Véronica Cusin

Les différentes formes d’ASI sont liées au locus 5q13 dans 95% des cas. Cette région contient au moins 4 gènes dupliqués en miroir, dont SMN. SMN1, localisé dans la partie télomérique de cette région, et SMN2, localisé dans la partie centromérique, ont une homologie de séquence très élevée. Seules cinq divergences connues permettent de différencier les deux gènes. Du point de vue fonctionnel, SMN1 produit majoritairement un transcrit complet tandis que celui majoritaire de SMN2 ne contient pas d’exon 7. Cet épissage alternatif est due à une des divergences localisée dans le deuxième codon de l’exon 7. Chez 98% des patients ASI, le gène SMN1 est absent. Le diagnostic moléculaire est basé sur la recherche de la délétion homozygote de l’exon 7 du gène SMN1 car l’existence de gènes hybrides rend la recherche des autres divergences moins fiables.

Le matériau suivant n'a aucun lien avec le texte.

PR #4391, opened 2024-05-28
Remove sentry URL

schradert:
Don't want this in git :) We'll rotate the keys later


app/backend.dev.env
```diff
@@ -58,4 +58,4 @@ LISTMONK_API_KEY=...
 LISTMONK_LIST_UUID=...
 
 SENTRY_ENABLED=1
```
aapeliv: Please also set this to 0 to disable sentry fully

aapeliv (approved):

Les mécanismes moléculaires responsables de la perte de SMN1 dans les allèles sont de deux types :

1. Une délétion complète de SMN1 qui peut parfois également emporter SMN2
2. Une conversion génique qui augmente ainsi le nombre de copies de SMN2

Dans environ 2% des cas, ces remaniements surviennent au moment de la conception (événement de novo).

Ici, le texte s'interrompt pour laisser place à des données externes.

PR #4410, opened 2024-06-04
Re-enable vercel

aapeliv:


app/web/ci-build-protos.sh
```diff
@@ -0,0 +1,26 @@
+# download deps
```
bakeiro, line 1: so, just some doubts...

this gets the protos right? then it unzips it so they are ready to use, this is the only thing (apart of upgrading the node version) that was needed to enable vercel? (just out of curiosity)

another doubts, this file is called `ci-build-protos`, shouldn't this file being called somewhere? (like I don't see any reference to this file, I guess this is part of the Vercel magic?)

bakeiro: in case that both things are a yes, then I'll approve this PR right away

aapeliv: It gets the tools to build the protos, then builds them. It doesn't download the protos themselves, they are in `//app/proto`.

`ci-build-protos.sh` is set up in vercel config.

Part of the reason why there was so little to do was that this was already set up before and was just disabled!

La description de mutations ponctuelles a confirmé le rôle primordial de SMN1. La plupart des mutations sont retrouvées dans les exons 3, 6 et 7, siège d’importants domaines fonctionnels (" tudor ", domaines de dimérisation et de liaison aux facteurs d’épissage et aux ARN). Les patients sont hétérozygotes composites, porteurs d’une délétion de SMN1 sur un chromosome et d’une mutation sur la seule copie présente. Ce statut peut toucher toutes les formes d’ASI. La recherche de la délétion hétérozygote est donc un préalable à la recherche de mutations et ceci chez des patients au diagnostic clinique certain, confirmé par la biopsie musculaire et la mesure des vitesses de conduction nerveuse. Dans les familles consanguines, il est indispensable d’étudier l’homozygotie du locus 5q13 avant d’entamer la recherche de mutations.

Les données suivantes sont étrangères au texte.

PR #4428, opened 2024-06-09
Switch to ruff / Add pre-commit hook

spreeni:
I switched from black/isort/autoflake to ruff, which is much faster, combines these tools and also is a strong linter. Additionally, I set up a `pre-commit` hook that can optionally be used to enforce QA-checks before each commit. I personally find it very satisfying to work with this, as it often corrects/spots smaller errors.

I exclude stricter linting rules that might limit our development style, but applied multiple other linting rules which I think are sensible.

ruff linting modules that I normally use but omitted for now are pydocstyle ("D") and mccabe complexity ("C90"), as some functionality would need to be refactored to reduce complexity in our case and enforcing doc strings everywhere might also be quite restrictive.

**Backend checklist**
- [x] All tests pass


app/.gitlab-ci.yml
```diff
@@ -266,9 +266,9 @@ test:backend-format:
     default: false
   script:
     - cd app/backend
-    - autoflake --exclude src/proto -r -i --remove-all-unused-imports --check src
-    - isort --check --diff .
-    - black --check --diff .
+    - ruff check .
+    - ruff check --diff .
+    - ruff format --diff .
```
aapeliv, line 271: Is there a way to combine these three into one command?

app/backend/pyproject.toml
```diff
@@ -1,12 +1,29 @@
...
+    "E711",   # Comparison to `None` should be `cond is None`
+    "E712",   # Avoid equality comparisons to `True`; use `if approved:` for truth checks
+    "F811",   # Redefinition of unused variable
+    "F841",   # Local variable is assigned to but never used
+    "UP015",  # Unnecessary open mode parameters
+]
+
+[tool.ruff.lint.isort]
+known-first-party = ["couchers", "proto", "tests", "dummy_data"]
+extra-standard-library = ["zoneinfo"]
```
aapeliv, line 27: Hmm, this should be in 3.12?

app/backend/.pre-commit-config.yaml
```diff
@@ -0,0 +1,34 @@
+default_language_version:
```
aapeliv, line 1: I don't like pre-commit hooks personally, but do not mind it being in the repo for others if it's not automatic. Is this optional?

app/backend/src/couchers/migrations/versions/bf12729fa8eb_sms_verification_constraints.py
```diff
@@ -24,4 +24,4 @@ def upgrade():
 
 
 def downgrade():
-    raise hell
+    raise hell  # noqa: F821
```
aapeliv: I mean we can change this to a real exception, just `raise Exception("hell")`

app/backend/src/couchers/servicers/account.py
```diff
@@ -77,11 +77,11 @@ def _check_password(user, field_name, request, context):
...
-    out = dict(
-        birthdate_verification_status=api_pb2.BIRTHDATE_VERIFICATION_STATUS_UNVERIFIED,
-        gender_verification_status=api_pb2.GENDER_VERIFICATION_STATUS_UNVERIFIED,
-        has_strong_verification=False,
-    )
+    out = {
+        "birthdate_verification_status": api_pb2.BIRTHDATE_VERIFICATION_STATUS_UNVERIFIED,
+        "gender_verification_status": api_pb2.GENDER_VERIFICATION_STATUS_UNVERIFIED,
+        "has_strong_verification": False,
+    }
```
aapeliv: Could you noqa this one please if you don't have a strong opinion otherwise?

app/backend/src/couchers/servicers/search.py
```diff
@@ -42,10 +42,13 @@ def _join_with_space(coalesces):
     return out
 
 
-def _build_tsv(A, B=[], C=[], D=[]):
+def _build_tsv(A, B=None, C=None, D=None):
     """
     Given lists for A, B, C, and D, builds a tsvector from them.
     """
+    B = B if B else []
```
aapeliv: Why not `B=B or []` here too?

app/backend/src/tests/test_fixtures.py
```diff
@@ -919,7 +919,7 @@ def __getattr__(self, attr):
             try:
                 return self.kwargs[attr]
             except KeyError:
-                raise AttributeError(f"'{self.__class__.__name__}' object has no attribute '{attr}'")
+                raise AttributeError(f"'{self.__class__.__name__}' object has no attribute '{attr}'") from None
```
aapeliv, line 922: I'm not sure what this expression does?

app/backend/src/tests/test_interceptors.py
```diff
@@ -110,7 +110,7 @@ def test_logging_interceptor_all_ignored():
         message = random_hex()
 
         def TestRpc(request, context):
-            context.abort(status_code, message)
+            context.abort(status_code, message)  # noqa: B023
```
aapeliv, line 113: Online I see: 'B023 	[function-uses-loop-variable](https://docs.astral.sh/ruff/rules/function-uses-loop-variable/) 	Function definition does not bind loop variable {name}"

This seems to be the incorrect noqa?

app/backend/src/tests/test_interceptors.py
```diff
@@ -223,7 +223,7 @@ def TestRpc(request, context):
         request_type=auth_pb2.SignupAccount,
         response_type=auth_pb2.AuthReq,
     ) as call_rpc:
-        with pytest.raises(Exception):
+        with pytest.raises(Exception, match="Some error message"):
```
aapeliv, line 226: What does this line do?

app/backend/pyproject.toml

Ainsi, si la base moléculaire est la même dans toutes les formes d’ASI, quels sont donc les facteurs qui déterminent l’âge du début et la progression de la maladie ? Est-il possible de prévoir quelle forme développera un patient ?

L’étude du gène SMN2 semble apporter un début de réponse. En effet, malgré l’épissage de l’exon 7, celui-ci peut produire une fraction minoritaire de transcrit complet. La création du modèle animal privé de SMN1 et transfecté par SMN2 a montré que les souris porteuses de plusieurs copies de SMN2 développent une forme plus tardive et moins grave de la maladie, assimilée à un type III. Chez les patients, la corrélation entre le nombre de copies de SMN2 et les différentes formes de la maladie est évidente mais loin d’être stricte, comme en témoignent les rares familles multiplex chez lesquelles des enfants haploidentiques ont développé des formes différentes de la maladie. De plus, chez les hétérozygotes composites, les mutations ponctuelles peuvent affecter de façon variable la fonctionnalité de la protéine. Récemment, d’autres facteurs semblant intervenir dans la production du transcrit complet ont été décrit. Ainsi, les facteurs d’épissage qui entraînent l’inclusion de l’exon 7 et les protéines SR ont probablement un rôle fondamental ainsi que certains polymorphismes introniques. Des études chez l’homme, on peut extrapoler une corrélation grossière entre le nombre de copies de SMN2 et le phénotype bien que celle-ci ne soit valable que pour les phénotypes extrêmes et sujette à exceptions. Finalement, une corrélation valable pourrait seulement être mise en évidence par une étude du niveau d’ARN complet ou du dosage de la protéine.